President Donald Trump this week nominated current Lawrence Livermore hand Charles Verdon to lead the National Nuclear Security Administration’s (NNSA) roughly $9-billion-a-year nuclear weapons portfolio.
The White House sent Verdon’s nomination to the Hill Tuesday. If recommended by the Senate Armed Services Committee and confirmed by the full Senate, Verdon would be put in charge of the agency’s national network of warhead design laboratories and production facilities — a complex whose budget the Trump administration wants to boost by more than $1.5 billion to about $11 billion a year for the upcoming fiscal 2019.
Verdon would fill a vacancy as deputy administrator for defense programs at the NNSA. Philip Calbos, the office’s current No. 2, was the acting administrator for part of 2017, but had to step aside because of federal laws that limit the time interim agency heads may serve in positions that require Senate confirmation.

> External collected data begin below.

PR #1083, opened 2020-10-15
Fix canceler.isEmpty() check in http-over-capnp

bretthoerner:
Additionally, the documentation for the bool result from Canceler.isEmpty was reversed.

---

All credit to @harrishancock


kentonv:
Wow, nice work.

Issue #1063, opened 2020-09-16
rpc over websockets


zenhack:
I was looking at the Sandstorm app-index's implementation, and rather than using capnp rpc for submissions it uses an ad-hoc protocol, with a comment indicating that this is blocked on capnp-rpc over the internet.

I'd like to clean this up by just speaking capnp rpc over a websocket, which seems like it ought to be straightforward enough. The first step would be an implementation of AsyncIoStream on top of WebSocket, which probably belongs in kj.

There's a slight impedence mismatch here, since websockets is message oriented while AsyncIoStream is a streaming interface, but for capnproto's purposes it's fine for the API to obscure this detail.

kentonv:
Hmm, I think it's pretty important that capnp-over-WebSocket actually respects the WebSocket framing, i.e. encoding one capnp message in one WebSocket message. So, it might be necessary to implement an alternative `VatNetwork` that uses `WebSocket` rather than `AsyncIoStream`...

zenhack:
Sounds reasonable to me; changed the title accordingly.

But it seems like most of the VatNetwork implementation would be the same as for TwoPartyVatNetwork; perhaps instead we could just factor out the streaming vs. datagram difference, and add a new constructor for this case (so we'd have one that takes AsyncIoStream, one that takes CapabilityStream, and then some new interface (unless there is already something suitable) that is datagram-oriented).

kentonv:
That makes sense to me.

Probably the right abstraction is basically to virtualize the `serialize-async.h` interfaces, like:

```
class MessageSocket {
public:
  virtual kj::Promise<MessageReaderAndFds> readMessage(
      kj::ArrayPtr<kj::AutoCloseFd> fdSpace, ReaderOptions options = ReaderOptions()) = 0;
  virtual kj::Promise<void> writeMessage(kj::ArrayPtr<const int> fds, MessageBuilder& builder) = 0;
};
```

JonasVautherin:
@zenhack: you did resolve this with https://github.com/capnproto/capnproto/pull/1204, and hence it can be closed, right?

I ended up here because I was curious about why WebSockets are using `MessageStream` instead of `AsyncIoStream` directly, and Kenton said (above):

> Hmm, I think it's pretty important that capnp-over-WebSocket actually respects the WebSocket framing, i.e. encoding one capnp message in one WebSocket message.

[...]

PR #1095, opened 2020-10-30
Abstract out the interfaces in serialize-async.h, use the abstraction in TwoPartyVatNetwork

zenhack:
This defines a `MessageTransport` interface class, per discussion in #1063. It includes implementations which wrap `AsyncIoStream` and `AsyncCapabilityStream`, and a subsequent PR can add a websocket implementation.


c++/src/capnp/serialize-async.h
```diff
@@ -76,6 +76,107 @@ kj::Promise<void> writeMessage(kj::AsyncCapabilityStream& output, kj::ArrayPtr<c
...
+      kj::ArrayPtr<kj::AutoCloseFd> fdSpace,
+      ReaderOptions options = ReaderOptions(), kj::ArrayPtr<word> scratchSpace = nullptr) override;
+  kj::Promise<void> writeMessage(
+      kj::ArrayPtr<const int> fds,
+      kj::ArrayPtr<const kj::ArrayPtr<const word>> segments) override;
+private:
+  kj::AsyncCapabilityStream& stream;
+};
+
+kj::Promise<kj::Own<MessageReader>> readMessage(
```
kentonv, line 156: I think these freestanding functions should be methods of `MessageTransport` instead. This is consistent with e.g. `AsyncInputStream` which has `read()` defined as a method on the base class, which calls `tryRead()` and converts EOF into an exception.

The reason the existing functions in this file are free-standing is because they don't really belong on any type in particular, but `MessageTransport` could clearly host these new functions.

c++/src/capnp/serialize-async.h
```diff
@@ -76,6 +76,107 @@ kj::Promise<void> writeMessage(kj::AsyncCapabilityStream& output, kj::ArrayPtr<c
     KJ_WARN_UNUSED_RESULT;
 // Write a message with FDs attached, e.g. to a Unix socket with SCM_RIGHTS.
 
+// -----------------------------------------------------------------------------
+// Versions virtualized over an interface.
+
+class MessageTransport {
```
kentonv, line 82: `MessageStream` might be a clearer name. "Transport" is more abstract and I sometimes use it to describe a network rather than an individual stream.

I wonder if it makes any sense to have separate `MessageInputStream` and `MessageOutputStream`. But I guess it doesn't matter for the immediate use case, and it's possible to refactor later if we want.

c++/src/capnp/serialize-async.h
```diff
@@ -101,6 +91,29 @@ class MessageTransport {
...
+  // Get the size of the underlying send buffer, if applicable. The RPC
+  // system uses this as a hint for flow control purposes; see:
+  //
+  // https://capnproto.org/news/#multi-stream-flow-control
+  //
+  // ...for a more thorough explanation of how this is used. Implementations
+  // may return nullptr if they do not have access to this information, or if
+  // the underlying transport does not use a congestion window.
+
+  virtual kj::Promise<void> shutdownWrite() = 0;
```
kentonv, line 114: Let's call this `end()`. I'm working on a refactor of `AsyncOutputStream` which replaces `shutdownWrite()` with `end()` (returning a promise, like you do here).

c++/src/capnp/rpc-twoparty.h
```diff
@@ -83,7 +89,20 @@ class TwoPartyVatNetwork: public TwoPartyVatNetworkBase,
...
   class IncomingMessageImpl;
 
-  kj::OneOf<kj::AsyncIoStream*, kj::AsyncCapabilityStream*> stream;
+  typedef kj::OneOf<
+      AsyncIoTransport,
+      AsyncCapabilityTransport,
+      MessageTransport*
+  > TransportUnion;
+
+  TransportUnion transport;
```
kentonv, line 98: I'd go with:

    MesasgeTransport& transport;
    kj::Own<MessageTransport> ownTransport;  // only if we created it

Saving an allocation here is not important as this is a long-lived object and many, many allocations will be performed while using it. (Though if you really wanted to save an allocation, you could use `kj::SpaceFor`... but I wouldn't.)

Or you could even reduce this to a single `kj::Own<MesasgeTransport> transport;` by using `NullDisposer` in the case that you don't actually own it... but that's a little hacky.

c++/src/capnp/rpc-twoparty.c++
```diff
@@ -248,52 +246,31 @@ kj::Own<OutgoingRpcMessage> TwoPartyVatNetwork::newOutgoingMessage(uint firstSeg
...
-                  kj::heap<IncomingMessageImpl>(kj::mv(*m), kj::mv(fdSpace)));
-            } else {
-              return kj::Own<IncomingRpcMessage>(kj::heap<IncomingMessageImpl>(kj::mv(m->reader)));
-            }
-          } else {
-            return nullptr;
-          }
-        });
+  return kj::evalLater([this]() -> kj::Promise<kj::Maybe<kj::Own<IncomingRpcMessage>>> {
+    auto fdSpace = (maxFdsPerMessage == 0)
```
kentonv, line 250: Type deduction through ternary operators is a weird corner of C++ that I've grown to distrust, so I would probably have written this as:

```
kj::Array<kj::AutoCloseFd> fdSpace = nullptr;
if (maxFdsPerMessage > 0) {
  fdSpace = kj::heapArray<kj::AutoCloseFd>(maxFdsPerMessage);
}
```

I realize that probably looks pretty awful to a Haskell programmer... :)

The alternative that I trust is to make sure both branches resolve to the same type, but that'll end up even more verbose in this case.

kentonv:
I could have sworn I was adding all those comments as part of a review, [but apparently not](https://twitter.com/KentonVarda/status/1333522927690657807).

Anyway, sorry it took so long to review this, I've literally not gotten close to inbox zero in months... but finally getting close now... :/

zenhack:
Ok, I believe I've addressed all of your comments.

zenhack:
Ack, looks like there are some test failures. I'll dig into those tomorrow.

I also merged back in changes from master and fixed a link in the docs (see the last commit), which I noticed while making the changes.

c++/src/capnp/rpc-twoparty.c++
```diff
@@ -19,30 +19,53 @@
...
+  disconnectPromise = paf.promise.fork();
+  disconnectFulfiller.fulfiller = kj::mv(paf.fulfiller);
+}
+
+TwoPartyVatNetwork::TwoPartyVatNetwork(
+      kj::Own<capnp::MessageStream>&& stream,
+      uint maxFdsPerMessage,
+      rpc::twoparty::Side side,
+      ReaderOptions receiveOptions)
+  : TwoPartyVatNetwork(*stream, kj::mv(stream), maxFdsPerMessage, side, receiveOptions) {}
```
kentonv, line 57: I bet that different compilers make difference decisions about whether `*stream` or `kj::mv(stream)` should be evaluated first. If the `Own<>` is moved away too early then `*stream` will dereference a null pointer.

This is... kind of a pain to solve.

I think one hacky solution would be to have yet another intermediate constructor that takes `MessageStream&, kj::Own<MessageStream>&&` (without `Maybe` on the second param yet). This way, `stream` does not actually get moved away on this line; rather, an rvalue reference to `stream` is passed down. The new constructor can, in turn, forward to the constructor that takes `MessageStream&, kj::Maybe<kj::Own<MessageStream>>&&`.

Otherwise, the only alternative may be to live with two copies of the constructor.

zenhack: Pushed a slightly different solution, which goes back to using a kj::OneOf; I think this is easier to follow while still not duplicating code.

kentonv: Hmm, I guess this is bikeshedding at this point but to me having to call `getStream()` which does a switch on every usage seems harder to follow... but ok, it doesn't really matter I guess.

Verdon, a Ph.D nuclear engineer, is now principal associate director at Livermore’s weapons and complex integration directorate, in charge of the lab’s weapons activities. Livermore designs warheads and runs experiments to help ensure warhead potency without resorting to nuclear detonations.
The Trump administration has been on a roll with its NNSA nominees. Last month, Lisa Gordon-Hagerty was sworn in as the agency’s administrator about two months after Trump nominated her.
The Senate Armed Services Committee had not scheduled a nomination hearing for Verdon at deadline Friday for Nuclear Security & Deterrence Monitor.